■ Task data
PR #648, opened 2026-07-19
fix(esp32): pass SoftwareInterrupt to esp_rtos::start on Xtensa

KarpagamKarthikeyan:
## Summary

The ESP32 examples currently gate `SoftwareInterrupt` creation and the second argument to `esp_rtos::start()` behind `#[cfg(target_arch = "riscv32")]`:

```rust
esp_rtos::start(
    timg0.timer0,
    #[cfg(target_arch = "riscv32")]
    software_interrupt.software_interrupt0,
);
```

However, with the currently pinned `esp-hal` revision (`b7eec0f`), `esp_rtos::start()` requires the software interrupt argument on **all** architectures. As a result, the second argument is omitted on Xtensa targets (`esp32`, `esp32s3`), causing the examples to fail to compile with:

```text
error[E0061]: this function takes 2 arguments but 1 argument was supplied
```

This issue is not caught by CI because it currently only builds the RISC-V (`esp32c3`) examples.

This PR removes the `riscv32`-only gating across all nine example binaries so that the software interrupt is always created and passed to `esp_rtos::start()`.

## Testing

* ✅ Builds and links successfully for:
  * `esp32` (`xtensa-esp32-none-elf`)
  * `esp32s3` (`xtensa-esp32s3-none-elf`)
  
* ✅ Flashed `ble_bas_peripheral` to real ESP32 hardware:
  * Device advertises correctly
  * Accepts BLE connections
  * Sends GATT notifications successfully
  
* ✅ Verified no regressions on RISC-V:
  * `esp32c3` (`riscv32imc`)
  * `esp32c6` (`riscv32imac`)

## Out of Scope

The `ble_bas_peripheral_bonding --features security` example currently fails to build on both Xtensa and RISC-V for an unrelated reason. The `examples/esp32` crate does not declare `embedded-storage` as a direct dependency (it is only pulled in transitively via `esp-storage`), so the `use embedded_storage::...` import fails and `capacity()` resolves to a private field instead of the `ReadNorFlash` trait method. CI does not catch this because the bonding example requires the `security` feature, which is not built for the ESP32 target. This can be addressed separately by adding `embedded-storage = "0.3.1"` to the example's `Cargo.toml`.

### DIFF
--- a/examples/esp32/src/bin/ble_bas_central.rs
+++ b/examples/esp32/src/bin/ble_bas_central.rs
@@ -18,14 +18,9 @@ async fn main(_s: Spawner) {
     esp_alloc::heap_allocator!(size: 72 * 1024);
     let timg0 = TimerGroup::new(peripherals.TIMG0);
 
-    #[cfg(target_arch = "riscv32")]
     let software_interrupt = esp_hal::interrupt::software::SoftwareInterruptControl::new(peripherals.SW_INTERRUPT);
 
-    esp_rtos::start(
-        timg0.timer0,
-        #[cfg(target_arch = "riscv32")]
-        software_interrupt.software_interrupt0,
-    );
+    esp_rtos::start(timg0.timer0, software_interrupt.software_interrupt0);
 
     let bluetooth = peripherals.BT;
     let connector = BleConnector::new(bluetooth, Default::default()).unwrap();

■ To do
Output, exactly and in full, the lines from the start of the entries above through the line that contains "## Out of Scope".

■ Response
PR #648, opened 2026-07-19
fix(esp32): pass SoftwareInterrupt to esp_rtos::start on Xtensa

KarpagamKarthikeyan:
## Summary

The ESP32 examples currently gate `SoftwareInterrupt` creation and the second argument to `esp_rtos::start()` behind `#[cfg(target_arch = "riscv32")]`:

```rust
esp_rtos::start(
    timg0.timer0,
    #[cfg(target_arch = "riscv32")]
    software_interrupt.software_interrupt0,
);
```

However, with the currently pinned `esp-hal` revision (`b7eec0f`), `esp_rtos::start()` requires the software interrupt argument on **all** architectures. As a result, the second argument is omitted on Xtensa targets (`esp32`, `esp32s3`), causing the examples to fail to compile with:

```text
error[E0061]: this function takes 2 arguments but 1 argument was supplied
```

This issue is not caught by CI because it currently only builds the RISC-V (`esp32c3`) examples.

This PR removes the `riscv32`-only gating across all nine example binaries so that the software interrupt is always created and passed to `esp_rtos::start()`.

## Testing

* ✅ Builds and links successfully for:
  * `esp32` (`xtensa-esp32-none-elf`)
  * `esp32s3` (`xtensa-esp32s3-none-elf`)
  
* ✅ Flashed `ble_bas_peripheral` to real ESP32 hardware:
  * Device advertises correctly
  * Accepts BLE connections
  * Sends GATT notifications successfully
  
* ✅ Verified no regressions on RISC-V:
  * `esp32c3` (`riscv32imc`)
  * `esp32c6` (`riscv32imac`)

## Out of Scope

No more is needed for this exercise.